Yesterday, it was 70 degrees, and I was raking leaves in my sandals, trying to
avoid the wasps chasing me. Today, it is in the low teens, snowing, sleeting
and bitterly cold. I am cozied up to the fireplace with hot chocolate and warm,
fuzzy slippers — no sandals or annoying wasps for me this afternoon. This
abrupt change in weather conditions can be confusing — one minute it is a balmy
afternoon and the next a bitterly cold evening.
Something else that can occur as quickly as the weather changes is area flooding. Just as an abrupt weather pattern change can be confusing, flood rules can also be confusing at times. Financial institutions must be prepared by following mandatory flood requirements that protect their borrowers and their collateral. Understanding and following the requirements of the flood rules may not feel like “wearing fuzzy slippers and drinking hot chocolate in front of the fire,” but it can assist you in mitigating the risk of flood violations in your compliance program.

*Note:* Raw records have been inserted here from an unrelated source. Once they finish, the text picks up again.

PR #1098, opened 2026-07-29
Remove `src/it/multirelease-patterns/singleproject-toolchains`.

desruisseaux:
I propose to remove this integration test, because it cannot be executed without specific Java versions installed. In practice, it is rarely executed either locally or by GitHub actions. Even if we managed to get it working on GitHub actions, it would be only temporary and would quickly become outdated as we upgrade our runners with more recent Java versions.


elharo (commented):
It's tricky but maybe there's some other way to get it to work? This is important functionality that should be tested.

desruisseaux:
We would need to find a way to keep the test `pom.xml` consistent with GitHub Action (GHA) configuration. I presume that this is possible, but I'm not familiar enough with Toolchains configuration in GHA, and how to propagate that information to the `pom.xml`, for doing that on my side…

slawekjaranowski:
Agree with @elharo should be tested somehow ...

But also agree with @desruisseaux this test is orphan and not working now ....

one we need to use a ranges for toolchains like for property for invoker:

```
invoker.toolchain.jdk.version=[9,)
```

slawekjaranowski (approved):
please create an issue for preparing a new tests for toolchains

desruisseaux:
Okay, I will close this pull request and create an issue instead.

desruisseaux:
Replaced by #1099.

PR #1102, opened 2026-07-31
Recompile when dependencies change

### LINKED ISSUE #1087: No recompilation if the dependencies have changed
### Affected version

3.15.0

### Bug description

To reproduce:
* unzip [sample.zip](https://github.com/user-attachments/files/30305357/sample.zip)
* run `mvn compile`
* delete the `dependencies` section from the POM
* run `mvn compile`

Expected: the last step fails because the dependencies have changed and thus recompilation is triggered and thus compilation fails due to missing classes

Actual: the last step succeeds and the compiler plugin says "Nothing to compile - all classes are up to date."

wilx:
## Summary

- persist the ordered class path and module path in the plugin-local `dependencies.lst` state file
- collect persisted metadata and the current-build timestamp fallback in one cached scan per normalized dependency path, removing the previous duplicate traversal
- record regular dependency files as size and modification time, and exploded dependency directories as a stable metadata fingerprint
- trigger the existing `changed dependency` rebuild reason when dependencies are added, removed, reordered, relocated, or replaced at the same path
- add unit coverage for the consolidated detector and integration coverage for dependency removal and same-path SNAPSHOT replacement

## Why

The 3.x incremental check only considered dependency timestamps relative to the current Maven session. It could therefore miss a dependency removed between invocations or a JAR replaced at the same path before the next invocation, leaving stale application bytecode.

The persisted comparison and the existing session-relative fallback are now consolidated. A missing baseline still detects dependencies rebuilt during the current Maven invocation, while unchanged builds no longer walk exploded dependencies once for persisted state and again for the timestamp fallback.

## Validation

- `JAVA_HOME=/opt/jdks/latest-8 /opt/maven/latest/bin/mvn clean verify` — 36 tests passed
- `JAVA_HOME=/opt/jdks/latest-21 /opt/maven/latest/bin/mvn clean verify` — 36 tests passed
- focused MCOMPILER-349, MCOMPILER-474, dependency-removal, and same-path-replacement integration tests passed
- `JAVA_HOME=/opt/jdks/latest-21 /opt/maven/latest/bin/mvn -Prun-its clean verify` — 78 builds passed, 5 environment-specific skips

Fixes #1087

---

- [x] An issue is filed for this change: #1087. This pull request addresses only that issue.
- [x] Each commit in the pull request has a meaningful subject line and body.
- [x] The pull request title describes the issue. The template's `[MCOMPILER-XXX]` convention is not applicable because this is tracked as GitHub issue #1087.
- [x] The pull request description explains what the pull request does, how, and why.
- [x] Ran `mvn clean verify`.
- [x] Ran the integration tests successfully with `mvn -Prun-its clean verify`.

### DIFF
--- a/src/main/java/org/apache/maven/plugin/compiler/AbstractCompilerMojo.java
+++ b/src/main/java/org/apache/maven/plugin/compiler/AbstractCompilerMojo.java
@@ -80,7 +80,6 @@ import org.codehaus.plexus.compiler.util.scan.mapping.SourceMapping;
 import org.codehaus.plexus.compiler.util.scan.mapping.SuffixMapping;
 import org.codehaus.plexus.languages.java.jpms.JavaModuleDescriptor;
 import org.codehaus.plexus.languages.java.version.JavaVersion;
-import org.codehaus.plexus.util.FileUtils;
 import org.eclipse.aether.RepositorySystem;
 import org.eclipse.aether.artifact.Artifact;
 import org.eclipse.aether.artifact.ArtifactTypeRegistry;
@@ -981,7 +980,19 @@ public abstract class AbstractCompilerMojo extends AbstractMojo {
                                 && !canUpdateTarget)
                         ? "immutable single output file"
                         : null;
-                String dependencyChanged = isDependencyChanged() ? "changed dependency" : null;
+                String dependencyChanged = DependencyState.hasChanged(
+                                incrementalBuildHelper,
+                                getOutputDirectory(),
+                                getClasspathElements(),
+                                getModulepathElements(),
+                                new DependencyState.Configuration(
+                                        fileExtensions,
+                                        getBuildStartTimeInstant().orElse(null),
+                                        staleMillis,
+                                        getLog(),
+                                        showCompilationChanges))
+                        ? "changed dependency"
+                        : null;
                 String sourceChanged = isSourceChanged(compilerConfiguration, compiler) ? "changed source code" : null;
                 String inputFileTreeChanged = hasInputFileTreeChanged(incrementalBuildHelper, sources)
                         ? "added or removed source files"
@@ -1733,81 +1744,6 @@ public abstract class AbstractCompilerMojo extends AbstractMojo {
                     .toArray(String[]::new);
         }
         return processors == null || processors.length == 0 ? null : processors;
-    }
-
-    /**
-     * We just compare the timestamps of all local dependency files (inter-module dependency classpath) and the own
-     * generated classes and if we got a file which is &gt;= the build-started timestamp, then we caught a file which
-     * got changed during this build.
-     *
-     * @return {@code true} if at least one single dependency has changed.
-     */
-    protected boolean isDependencyChanged() {
-        final Instant buildStartTime = getBuildStartTimeInstant().orElse(null);
-        if (buildStartTime == null) {
-            // we just cannot determine it, so don't do anything beside logging
-            getLog().debug("Cannot determine build start time, skipping incremental build detection.");
-            return false;
-        }
-
-        if (fileExtensions == null || fileExtensions.isEmpty()) {
-            fileExtensions = new HashSet<>(Arrays.asList("class", "jar"));
-        }
-
-        List<String> pathElements = new ArrayList<>();
-        pathElements.addAll(getClasspathElements());
-        pathElements.addAll(getModulepathElements());
-
-        for (String pathElement : pathElements) {
-            Path artifactPath = Paths.get(pathElement);
-
-            // Search files only on dependencies (other modules), not on the current project,
-            if (Files.isDirectory(artifactPath)
-                    && !artifactPath.equals(getOutputDirectory().toPath())) {
-                try (Stream<Path> walk = Files.walk(artifactPath)) {
-                    if (walk.anyMatch(p -> hasNewFile(p, buildStartTime))) {
-                        return true;
-                    }
-                } catch (IOException ex) {
-                    // we just cannot determine it, so don't do anything beside logging
-                    getLog().warn("I/O error walking the path: " + ex.getMessage());
-                    return false;
-                }
-            } else if (hasNewFile(artifactPath, buildStartTime)) {
-                return true;
-            }
-        }
-
-        // obviously there was no new file detected.
-        return false;
-    }
-
-    /**
-     * @param file entry to check
-     * @param buildStartTime time build start
-     * @return if any changes occurred
-     */
-    private boolean hasNewFile(Path file, Instant buildStartTime) {
-        if (Files.isRegularFile(file)
-                && fileExtensions.contains(
-                        FileUtils.extension(file.getFileName().toString()))) {
-            try {
-                Instant lastModifiedTime = Files.getLastModifiedTime(file)
-                        .toInstant()
-                        .minusMillis(staleMillis)
-                        .truncatedTo(ChronoUnit.MILLIS);
-                boolean hasChanged = lastModifiedTime.isAfter(buildStartTime);
-                if (hasChanged && (getLog().isDebugEnabled() || showCompilationChanges)) {
-                    getLog().info("\tNew dependency detected: " + file.toAbsolutePath());
-                }
-                return hasChanged;
-            } catch (IOException ex) {
-                // we just cannot determine it, so don't do anything beside logging
-                getLog().warn("I/O error reading the lastModifiedTime: " + ex.getMessage());
-            }
-        }
-
-        return false;
     }
 
     private List<String> resolveProcessorPathEntries() throws MojoExecutionException {
--- a/src/main/java/org/apache/maven/plugin/compiler/AbstractCompilerMojo.java
+++ b/src/main/java/org/apache/maven/plugin/compiler/AbstractCompilerMojo.java
@@ -980,19 +980,20 @@ public abstract class AbstractCompilerMojo extends AbstractMojo {
                                 && !canUpdateTarget)
                         ? "immutable single output file"
                         : null;
-                String dependencyChanged = DependencyState.hasChanged(
-                                incrementalBuildHelper,
-                                getOutputDirectory(),
-                                getClasspathElements(),
-                                getModulepathElements(),
-                                new DependencyState.Configuration(
-                                        fileExtensions,
-                                        getBuildStartTimeInstant().orElse(null),
-                                        staleMillis,
-                                        getLog(),
-                                        showCompilationChanges))
-                        ? "changed dependency"
-                        : null;
+                String dependencyChanged = null;
+                if (DependencyState.hasChanged(
+                        incrementalBuildHelper,
+                        getOutputDirectory(),
+                        getClasspathElements(),
+                        getModulepathElements(),
+                        new DependencyState.Configuration(
+                                fileExtensions,
+                                getBuildStartTimeInstant().orElse(null),
+                                staleMillis,
+                                getLog(),
+                                showCompilationChanges))) {
+                    dependencyChanged = "changed dependency";
+                }
                 String sourceChanged = isSourceChanged(compilerConfiguration, compiler) ? "changed source code" : null;
                 String inputFileTreeChanged = hasInputFileTreeChanged(incrementalBuildHelper, sources)
                         ? "added or removed source files"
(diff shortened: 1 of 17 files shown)


src/main/java/org/apache/maven/plugin/compiler/DependencyState.java
```diff
@@ -0,0 +1,306 @@
...
+
+        if (hasPreviousState && !oldState.equals(newState)) {
+            if (configuration.log.isDebugEnabled() || configuration.showChanges) {
+                logChanges(oldState, newState, configuration.log);
+            }
+            return true;
+        }
+        if (changedDependency != null) {
+            if (configuration.log.isDebugEnabled() || configuration.showChanges) {
+                configuration.log.info("\tNew dependency detected: " + changedDependency.toAbsolutePath());
```
elharo, line 107: I wouldn't log this above debug level

src/main/java/org/apache/maven/plugin/compiler/DependencyState.java
```diff
@@ -0,0 +1,306 @@
...
+                        ? dependency
+                        : null;
+                return new ModificationState(fileMetadata(attributes), changedDependency);
+            } catch (IOException e) {
+                context.log.warn("I/O error reading dependency state: " + dependency + ": " + e.getMessage());
+                return new ModificationState("unreadable", null);
+            }
+        }
+
+        List<Path> files;
```
elharo: This belongs inside the try, as does all the code that depends on it. Don't split variable declaration and initialization

src/main/java/org/apache/maven/plugin/compiler/DependencyState.java
```diff
@@ -0,0 +1,306 @@
...
+        for (Path file : files) {
+            try {
+                BasicFileAttributes attributes = readAttributes(file);
+                update(digest, dependency.relativize(file).toString());
+                update(digest, fileMetadata(attributes));
+                if (changedDependency == null && changedSinceBuildStart(attributes, context)) {
+                    changedDependency = file;
+                }
+            } catch (IOException e) {
+                if (!unreadable) {
```
elharo: should you just break out of the loop in this case?

src/main/java/org/apache/maven/plugin/compiler/DependencyState.java
```diff
@@ -0,0 +1,306 @@
...
+        String recordedState = unreadable ? "unreadable" : files.size() + ":" + toHexString(digest.digest());
+        return new ModificationState(recordedState, changedDependency);
+    }
+
+    private static BasicFileAttributes readAttributes(Path file) throws IOException {
+        return Files.readAttributes(file, BasicFileAttributes.class);
+    }
+
+    private static String fileMetadata(BasicFileAttributes attributes) {
+        return attributes.size() + ":" + attributes.lastModifiedTime().toMillis();
```
elharo, line 185: Seems wonky to be using a string where this method is called instead of the raw attributes.

src/main/java/org/apache/maven/plugin/compiler/DependencyState.java
```diff
@@ -0,0 +1,306 @@
...
+            throw new IllegalStateException(e);
+        }
+    }
+
+    private static void update(MessageDigest digest, String value) {
+        digest.update(value.getBytes(StandardCharsets.UTF_8));
+        digest.update((byte) 0);
+    }
+
+    private static String toHexString(byte[] bytes) {
```
elharo, line 211: This method isn't very risky, but I wouldn't be surprised if there's a utility method to do this somewhere in the classpath already, and if so we should use it. I think there's one in the JDK circa Java 17 but we might not depend on that version yet.

src/main/java/org/apache/maven/plugin/compiler/DependencyState.java
```diff
@@ -0,0 +1,306 @@
...
+                        .lastModifiedTime()
+                        .toInstant()
+                        .minusMillis(context.staleMillis)
+                        .truncatedTo(ChronoUnit.MILLIS)
+                        .isAfter(context.buildStartTime);
+    }
+
+    private static MessageDigest newDigest() {
+        try {
+            return MessageDigest.getInstance("SHA-256");
```
elharo, line 200: unusual choice. Most of the time it would be SHA-1 for speed or SHA-512 for security. I'm not sure securtiy matters here. Does it?

src/main/java/org/apache/maven/plugin/compiler/DependencyState.java
```diff
@@ -0,0 +1,306 @@
...
+
+    private static void logChanges(List<String> oldState, List<String> newState, Log log) {
+        List<String> oldPaths = paths(oldState);
+        List<String> newPaths = paths(newState);
+        DeltaList<String> pathChanges = new DeltaList<>(oldPaths, newPaths);
+        for (String dependencyAdded : pathChanges.getAdded()) {
+            log.info("\tDependency path (+): " + dependencyAdded);
+        }
+        for (String dependencyRemoved : pathChanges.getRemoved()) {
+            log.info("\tDependency path (-): " + dependencyRemoved);
```
elharo, line 231: feels like this should all be debug level

src/main/java/org/apache/maven/plugin/compiler/DependencyState.java
```diff
@@ -0,0 +1,306 @@
...
+            try {
+                Files.write(stateFile, newState);
+            } catch (IOException e) {
+                configuration.log.warn("Error while writing new dependency status: " + stateFile);
+            }
+        }
+
+        if (hasPreviousState && !oldState.equals(newState)) {
+            if (configuration.log.isDebugEnabled() || configuration.showChanges) {
+                logChanges(oldState, newState, configuration.log);
```
elharo, line 101: checking debug here is good, but it's info level in the logChanges method. logChanges should log at debug level

elharo (changes requested):

src/main/java/org/apache/maven/plugin/compiler/DependencyState.java
wilx: The `log.info` is there because it is possible to get the line printed with user supplied `maven.compiler.showCompilationChanges` property. If it were `log.debug` it would not print if the user asked via the property. I can change it to `debug` for `configuration.log.isDebugEnabled()` and keep the `info` for `configuration.showChanges`. But that seems unnecessarily nuanced.

src/main/java/org/apache/maven/plugin/compiler/DependencyState.java
wilx: It fits into how it is stored and used. This way the checksum of files in a dir is only computed via checksum of their metadata checksums/strings, there is only one `update` function. Doing anything else would complicate things unnecessarily.

src/main/java/org/apache/maven/plugin/compiler/DependencyState.java
wilx: Why unusual? It seems to be used a lot everywhere. It is AFAIK what Git has chosen as successor of SHA-1. It is a middle ground between the speed and security.

src/main/java/org/apache/maven/plugin/compiler/DependencyState.java
elharo: I only see one call of this method?

src/main/java/org/apache/maven/plugin/compiler/DependencyState.java
wilx: Fixed.

src/main/java/org/apache/maven/plugin/compiler/DependencyState.java
wilx: Fixed by merging the two try/catch regions.

src/main/java/org/apache/maven/plugin/compiler/DependencyState.java
wilx: I can't see any function that would be widely available.

src/main/java/org/apache/maven/plugin/compiler/DependencyState.java
wilx: It is already gated by `maven.compiler.showCompilationChanges` property.

src/main/java/org/apache/maven/plugin/compiler/DependencyState.java
wilx: It is already gated by `maven.compiler.showCompilationChanges` property.

src/main/java/org/apache/maven/plugin/compiler/AbstractCompilerMojo.java
```diff
@@ -1605,81 +1616,6 @@ private static List<String> removeEmptyCompileSourceRoots(List<String> compileSo
...
     }
 
-    /**
-     * We just compare the timestamps of all local dependency files (inter-module dependency classpath) and the own
-     * generated classes and if we got a file which is &gt;= the build-started timestamp, then we caught a file which
-     * got changed during this build.
-     *
-     * @return {@code true} if at least one single dependency has changed.
-     */
-    protected boolean isDependencyChanged() {
```
elharo, line 1745: This method should be retained with protected access, even if it's implementation changes

src/main/java/org/apache/maven/plugin/compiler/AbstractCompilerMojo.java
```diff
@@ -949,7 +948,19 @@ private void executeReal() throws MojoExecutionException, CompilationFailureExce
...
+                                getOutputDirectory(),
+                                getClasspathElements(),
+                                getModulepathElements(),
+                                new DependencyState.Configuration(
+                                        fileExtensions,
+                                        getBuildStartTimeInstant().orElse(null),
+                                        staleMillis,
+                                        getLog(),
+                                        showCompilationChanges))
+                        ? "changed dependency"
```
elharo: This is too many lines for a ternary operator to be legible. Just use an if

slawekjaranowski:
@wilx please rebase

wilx:
> @wilx please rebase

Done.

slawekjaranowski:
@elharo does your comments resolved?

slawekjaranowski (approved):

src/main/java/org/apache/maven/plugin/compiler/AbstractCompilerMojo.java
elharo: ping

src/main/java/org/apache/maven/plugin/compiler/DependencyState.java
```diff
@@ -0,0 +1,297 @@
...
+    private static void update(MessageDigest digest, String value) {
+        digest.update(value.getBytes(StandardCharsets.UTF_8));
+        digest.update((byte) 0);
+    }
+
+    private static String toHexString(byte[] bytes) {
+        StringBuilder buffer = new StringBuilder(bytes.length * 2);
+        for (byte value : bytes) {
+            int unsigned = value & 0xFF;
+            buffer.append(Character.forDigit(unsigned >>> 4, 16));
```
elharo: I'd just use Integer.toHexString here

elharo (changes requested):
some of my original comments are answered, a couple are not

src/main/java/org/apache/maven/plugin/compiler/AbstractCompilerMojo.java
slawekjaranowski: I'm not sure if we need to preserve all plugin internal methods.
Maven plugin is not library so should be not used as standard dependencies.

Even more we only recommended use as plugin not dependencies
https://maven.apache.org/plugins/maven-compiler-plugin/dependency-info.html

src/main/java/org/apache/maven/plugin/compiler/DependencyState.java
slawekjaranowski: I agree here with @wilx not needed to do more complicated

slawekjaranowski:
> some of my original comments are answered, a couple are not

I hope that now you have answer for most of important questions ... 

to be honest there is not ideal code ... next time we can introduce next improvements so we should not block contributions because of nits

In discussing flood requirements, several points of confusion seem to arise on an occurring basis. One of those points relates to the force placement of flood insurance.
Some of the questions I see frequently pertain to force placing flood policies. Questions like when do you force place — day 1 or day 45? When do you charge? When do you send the 45-day letter?
As soon as you have knowledge of the lack of or inadequate coverage amount of flood insurance, you are required to send the 45-day notification letter. For example, if your institution becomes aware that a policy lapsed on November 9, 2019, then the 45-day letter should be sent on November 10, 2019. With the changes in Biggert Waters, you are allowed to force-place from day one of the lapse. You are also permitted to charge for the policy at that time; however, you are required to refund any overlapping coverage if the borrower obtained the required amount of flood insurance during the 45-day period. To avoid an accounting “nightmare,” some institutions choose to go ahead and force-place the same day as sending the letter, waiting to charge until the 45-day notification period has lapsed. Another point of confusion that arises is whether a financial institution may make a loan collateralized by property located within an SFHA when the community where the property is located does not participate in the National Flood Insurance Program (NFIP).
The 2009 Interagency Flood Q&As address this very question in Q&A No. 1. The Q&A begins by stating the flood rules are still applicable to this collateral. This means the financial institution must determine whether the structure is located within a SFHA. If so, the financial institution must notify the borrower that the structure is located within the SFHA and obtain proof that the borrower received the notification. If the community in which the property is located does not participate in the NFIP, the financial institution may still make a conventional loan, but it may not make government-guaranteed or insured loans, such as an SBA loan, VA or FHA loan, and neither Freddie nor Fannie will purchase loans in non-participating communities. The financial institution must also consider the risk involved in making a loan in a non-participating community. Consider a private insurance policy if it is available. One other thing to consider is the size of the portfolio of non-participating community loans. In the event your institution’s portfolio of non-participating community loans is of a sizeable amount, ensure you have implemented internal controls, policies and procedures to mitigate that risk.
Whether sunshine and sandals or snow, sleet and slippers, an area flood can happen at any time. Ensure you are prepared to mitigate the risk of flood violations by understanding the various components of the Flood Rules.